# amateurke is an awesome BOTL



## tobacmon (May 17, 2007)

View attachment 9508
View attachment 9509

*
CLICK ON THE PICTURE ABOVE FOR THE FULL AFFECT!!!!!!!!!!

25 are not posted but this gives you an idea of what he did to me.
*

Man am I speechless.I have had a few run in with Toni and every time he always gets the best of me and I am truly appreciative of his generosity. There is nothing I won't help him with and it shows he thinks the same for me.

I was telling him about the Jose L Pedras and was looking to purchase a few and told me he would get back with me .This was less then a week ago and today I was off getting ready for our Herf tomorrow with the gang from CL at Emerson's in Chesapeake, VA. and a knock at the door , the mail man hauling ass and BOOOOOOOOOOOOOOOOOOM--

As the smoke cleared and my eyes started to water as I see a box blown open with what other than the Pedra's i was trying to purchase with many other Stellar smokes to boot.

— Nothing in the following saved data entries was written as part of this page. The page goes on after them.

PR #4177, opened 2020-06-16
Typo: Keberos -> Kerberos

merkys:
I assume this to be a typo.

PR #4179, opened 2020-06-16
Updating the acknowledgments on the docs

giovannipizzi:
Also:
- fixing a typo for the work `Kerberos` (this replaces #4177)
- Changing the top-left logo from the AiiDA logo to a new
  AiiDA documentation logo (with the same Futura font, and the
  open `D` of AiiDA). As Nicola pointed out, the logo is confusing
  there because one would expect to just to the AiiDA homepage,
  rather than the docs homepage, by clicking on it. This change
  fixes the issue.
- Updating the description of AiiDA (homepage + about page) to
  be in sync with the recent updates on the aiida.net website,
  with the text revisited by Nicola


giovannipizzi:
Question: I've already removed the logo, as putting all of them becomes hard to maintain in a nice form.

Should we just remove the list completely and just link to aiida.net (link already there)?
(We can also merge this as is, and remove the list later if it evolves too quickly)

docs/source/index.rst
```diff
@@ -4,7 +4,7 @@ Welcome to AiiDA's documentation!
 
 **aiida-core version:** |release|
 
-`AiiDA`_ is an open-source framework implemented in Python that aims to help researchers with managing simple to complex workflows and making them fully reproducible (see :ref:`features<intro:about>`).
+`AiiDA`_ is an open-source Python infrastructure to automate, manage, persist, search and reproduce the complex workflows associated with modern computational science, and their associated data. (see :ref:`features<intro:about>`).
```
sphuber, line 7:
```suggestion
`AiiDA`_ is an open-source Python infrastructure to automate, manage, persist, search and reproduce the complex workflows and their associated data associated with modern computational science. (see :ref:`features<intro:about>`).
```

docs/source/intro/about.rst
```diff
@@ -4,17 +4,17 @@
...
-*  **Open Science:** Export subsets of your provenance graph and share them with peers or make them available online for everyone on the `Materials Cloud <https://www.materialscloud.org>`__.
-*  **Open source:** AiiDA is released under the `MIT open source license <LICENSE.txt>`__
+*  **Workflows:** AiiDA allows to build and execute complex, auto-documenting workflows linked to multiple codes on local and remote computers.
+*  **High-throughput:** AiiDA’s event-based workflow engine supports tens of thousands of processes per hour with full check-pointing.
+*  **Data provenance:** AiiDA automatically tracks and records inputs, outputs and metadata of all calculations in extensive provenance graphs that preserve and persist the full lineage of all parent and child data and calculations.
+*  **Advanced queries:** AiiDA’s query language enables fast graph-traversal queries on millions of nodes.
+*  **Plugin interface:** AiiDA can support any computational code and data analytics tool, data type, scheduler, transport mode, … via plugins (see `public plugin repository <https://aiidateam.github.io/aiida-registry/>`__).
```
chrisjsewell, line 15: is the `...` meant to be there, or a placeholder?

docs/source/conf.py
```diff
@@ -186,7 +186,7 @@
 
 # The name of an image file (relative to this directory) to place at the top
 # of the sidebar.
-html_logo = 'images/AiiDA_transparent_logo.png'
```
sphuber, line 189: We can then delete `images/AiiDA_transparent_logo.png` because it is no longer used

docs/source/conf.py
```diff
@@ -72,7 +72,7 @@
 
 # General information about the project.
 project = 'AiiDA'
-copyright = '2019, ECOLE POLYTECHNIQUE FEDERALE DE LAUSANNE (Theory and Simulation of Materials (THEOS) and National Centre for Computational Design and Discovery of Novel Materials (NCCR MARVEL)), Switzerland and ROBERT BOSCH LLC, USA. All rights reserved'
+copyright = '2020, ECOLE POLYTECHNIQUE FEDERALE DE LAUSANNE (Theory and Simulation of Materials (THEOS) and National Centre for Computational Design and Discovery of Novel Materials (NCCR MARVEL)), Switzerland and ROBERT BOSCH LLC, USA. All rights reserved'
```
sphuber, line 75: can you also update `LICENSE.txt` please?

docs/source/index.rst
sphuber: Do we need both "automate" and "manage". I have the feeling that one of the two should accurately cover the meaning of both

docs/source/index.rst
```diff
@@ -123,29 +123,36 @@ If you use AiiDA for your research, please cite the following work:
...
-   :height: 75px
-   :target: `MARVEL National Centre of Competence in Research`_
-
-.. image:: images/MaX.png
-   :height: 65px
-   :target: `MaX European Centre of Excellence`_
-
-.. image:: images/swissuniversities.png
-   :height: 30px
-   :target: `swissuniversities P-5 project "Materials Cloud"`_
```
sphuber, line 144: we can then also delete the corresponding images

docs/source/intro/about.rst
```diff
@@ -4,17 +4,17 @@
 What is AiiDA
 *************
 
-Implement data-driven and fully automated workflows with AiiDA.
+AiiDA is an open-source Python infrastructure to automate, manage, persist, search and reproduce the complex workflows associated with modern computational science, and their associated data.
```
sphuber, line 7: If changed in `index.rst` we should adopt this accordingly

Wowww--- Toni you are true to form and again a STELLAR BOTL with our forum. I need to trick you and maybe soon I will be able to do so--but do me a favor and let me catch up -:roflmao:


----------



## happy1 (Jun 29, 2007)

Jose is a decent smoke but are the ones with the bands turn sideways but still a fantastic hit


----------



## Jason Brown (Nov 21, 2007)

Very nice hit...


----------



## tobacmon (May 17, 2007)

happy1 said:


> Jose is a decent smoke but are the ones with the bands turn sideways but still a fantastic hit


nothing but the best--look closer


----------



## smh0768 (Feb 5, 2008)

tobacmon said:


> nothing but the best--look closer


i see some fairly familiar "side-boobage" in there...:dribble:


----------



## MikeGates (Aug 22, 2008)

wow nice isoms, great hit enjoy!


----------



## AdReNaLiN jUnKeE (Aug 19, 2008)

wow what a hit indeed! very very nice man enjoy all the isoms!


----------



## azpostal (Jul 12, 2008)

Nice hit


----------



## ngetal (Jul 6, 2008)

looks tasty! enjoy....


----------



## Don Francisco (Sep 9, 2008)

Cool!


----------



## Rah55 (Feb 13, 2008)

:dribble::dribble::dribble:


----------



## Vic81 (Aug 2, 2008)

all I can say is:dribble:


----------



## ct2eng (Jun 17, 2008)

Very nice


----------



## KaiSQ (Aug 4, 2008)

:dribble: Holy... :dribble: Nice hit indeed.


----------



## Paint (Mar 1, 2008)

Toni knows how to send them out!!!Great pick up Paul..


----------



## LkyLindy (Feb 1, 2008)

Paul-
I like the "trick" photography


----------



## DOZER (Sep 30, 2007)

NIce hit!!


----------



## cybervee-cl (Oct 24, 2007)

Wow. What an awesome bomb from half way around the world. Amazing.


----------



## Deuce Da Masta (Dec 4, 2006)

toni is a great BOTL!


----------



## karmaz00 (Dec 5, 2007)

wow very nice


----------



## DBCcigar (Apr 24, 2008)

DAMN! What a selection!!!!


----------



## big04deuce (May 16, 2008)

nice hit!!!


----------



## sofaman (Jun 20, 2007)

Great Hit!!!


----------



## tobacmon (May 17, 2007)

LkyLindy said:


> Paul-
> I like the "trick" photography


Thanks Harvey for noticing the way I do things now, if you know what I mean--Don't want to get my feelings hurt--LOL


----------



## EKGOTSKILLZZ (Jun 17, 2008)

this guy is nutz


----------



## eggwhites (Apr 20, 2008)

Jason Brown said:


> Very nice hit...


agreed


----------



## Peanut (Aug 13, 2008)

Nice Haul

NWSmoke


----------



## marquelcg (Jul 19, 2008)

sweeeeeeeet pro


----------



## CGARMAN23 (May 16, 2008)

Very well done Toni. Nice smokes right there.


----------



## mhlatke (Oct 13, 2007)

Awesome hit on a helluva bro!


----------



## dravensghost (Sep 21, 2007)

:lol:
mysterious amazing pics
... i think


----------



## cboor001 (Aug 6, 2008)

BadA$$ hit indeed. Top notch...


----------



## amateurke (Mar 28, 2008)

Thanks for the kind words Paul. What can I say?? Just stay that great BOTL that you are and enjoy them!!


----------



## tobacmon (May 17, 2007)

amateurke said:


> Thanks for the kind words Paul. What can I say?? Just stay that great BOTL that you are and enjoy them!!


Your freakin killing me bud--Thanks for all you do --PeacE!


----------



## mdj65 (Jun 22, 2008)

Wow, great hit!


----------